[Data for review — start]
PR #285, opened 2025-09-01
Box whispers plot

Mesh-ach:
Add feature_boxstats: five-number summary for global top-N SHAP features (box-and-whisker ready)

## changes
- Added feature_boxstats helper

## context
- Function to feed endpoint for FE box plot

## questions
No questions at this time


src/student_success_tool/modeling/inference.py
```diff
@@ -412,6 +412,82 @@ def top_shap_features(
...
+        raise ValueError(
+            f"shap_values shape {shap_values.shape} must match features shape {features.shape}"
+        )
+
+    mean_abs = pd.Series(np.mean(np.abs(shap_values), axis=0), index=features.columns)
+    top_feats = mean_abs.sort_values(ascending=False)
+
+    # Restrict stats to numeric columns
+    stats_source = (
+        features.select_dtypes(include=[np.number]) if numeric_only else features
```
vishpillai123: If `numeric_only` is False, I think col.min(), col.quantile(...), and col.max() would throw errors right?

I think we can remove that as a parameter and just assume that we are always working with numeric features.

vishpillai123 (approved):

PR #288, opened 2025-09-03
changed ifnerence table paths to use databricks run id instead of mod…

Mesh-ach:
Changed inference FE table names to use databricks run id

## changes
- I just realised the inference table names are still using model run ids, instead of the databricks run id as decided. I corrected that in this PR


vishpillai123:
@Mesh-ach thanks for your initiative on this!! Closing since this is covered in Kayla's updates to the inference pipeline here: https://github.com/datakind/student-success-tool/pull/290

PR #289, opened 2025-09-06
feat/h2o templates cleanup

vishpillai123:
**compute_dataset_splits**: Added stratification. Also added using train_test_split because the performance improvement of using np.rng is only marginal. In fact using np.rng as we have been was actually a bug since we were all using the same seed and target prevalence was more in validation than test since we weren't using stratification. Especially with smaller datasets, this difference becomes magnified. In H2O, this caused validation log loss to always be artifically greater than test log loss (because it has more 1s than 0s compared to test log loss).

Also updated preprocess notebook to add the stratify column, which in our case is just our target column.

**H2O training configuration**: Removed stopping threshold and rounds since it can cause H2O training to be much slower and the performance improvement isn't a lot. Also, added nfolds to just be set to 5 which should be applicable for all of our datasets since we are mostly always under 50K rows. 

**templates**: Made some small import changes based on the last PR.

**H2O progress bar disabled**: Disabled progress bar which cleans up logs and makes things more readable.

### DIFF
--- a/src/student_success_tool/modeling/h2o_modeling/utils.py
+++ b/src/student_success_tool/modeling/h2o_modeling/utils.py
@@ -13,8 +13,12 @@ from mlflow.models import Model, infer_signature
 from mlflow.tracking import MlflowClient
 import pandas as pd
 import numpy as np
-from pandas.api.types import is_categorical_dtype, is_object_dtype, is_string_dtype
-
+from pandas.api.types import (
+    is_categorical_dtype,
+    is_object_dtype,
+    is_string_dtype,
+    is_integer_dtype,
+)
 
 import h2o
 from h2o.automl import H2OAutoML
@@ -58,6 +62,8 @@ def safe_h2o_init(base_port: int = 54321, mem_per_cluster: str = "4G") -> None:
         LOGGER.warning(
             "H2O is not bound to localhost. This may expose REST endpoints on the network."
         )
+    # Stop H2O progress bars globally
+    h2o.no_progress()
 
 
 def download_artifact_file(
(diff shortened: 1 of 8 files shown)


src/student_success_tool/modeling/h2o_modeling/utils.py
```diff
@@ -347,13 +353,14 @@ def log_h2o_model(
...
 
-            # params + metrics (use the batched version you implemented)
-            log_model_metadata_to_mlflow(
-                model_id=model_id,
-                model=model,
-                metrics=metrics,
-                exclude_keys={"model_id"},
-            )
+            with _suppress_output():
+                # params + metrics (use the batched version you implemented)
```
kaylawilding, line 357: 👍

src/student_success_tool/modeling/utils.py
```diff
@@ -21,38 +21,68 @@
...
-    fracs = list(label_fracs.values())
-    rng = np.random.default_rng(seed=seed)
-    return pd.Series(
-        data=rng.choice(labels, size=len(df), p=fracs, shuffle=shuffle),
-        index=df.index,
-        dtype="string",
-        name="split",
+    # Normalize fractions
+    total = sum(label_fracs.values())
+    fracs = {k: v / total for k, v in label_fracs.items()}
```
kaylawilding, line 51: should we check the fractions sum to ~1?

kaylawilding (approved):

src/student_success_tool/modeling/utils.py
vishpillai123: we actually validate this already in the project config!

PR #291, opened 2025-09-24
Fix inference shap importance

Mesh-ach:
added fix for features metadata

---
- To see the specific tasks where the Asana app for GitHub is being used, see below:
  - https://app.asana.com/0/0/1211364882184478


vishpillai123 (commented):
hey @Mesh-ach, can we instead handle this inside the function based on metadata being True? Otherwise, I feel like we may get inconsistency with how the short desc amd long desc get added from table to table in our pipeline. This what was also what created the void columns and corrupt tables in dev.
[Data for review — finish]
Print the lines above from the one with "changed ifnerence table" through the one with "feat/h2o templates cleanup", both included, exactly as written and nothing more.

### Answer for the task
changed ifnerence table paths to use databricks run id instead of mod…

Mesh-ach:
Changed inference FE table names to use databricks run id

## changes
- I just realised the inference table names are still using model run ids, instead of the databricks run id as decided. I corrected that in this PR


vishpillai123:
@Mesh-ach thanks for your initiative on this!! Closing since this is covered in Kayla's updates to the inference pipeline here: https://github.com/datakind/student-success-tool/pull/290

PR #289, opened 2025-09-06
feat/h2o templates cleanup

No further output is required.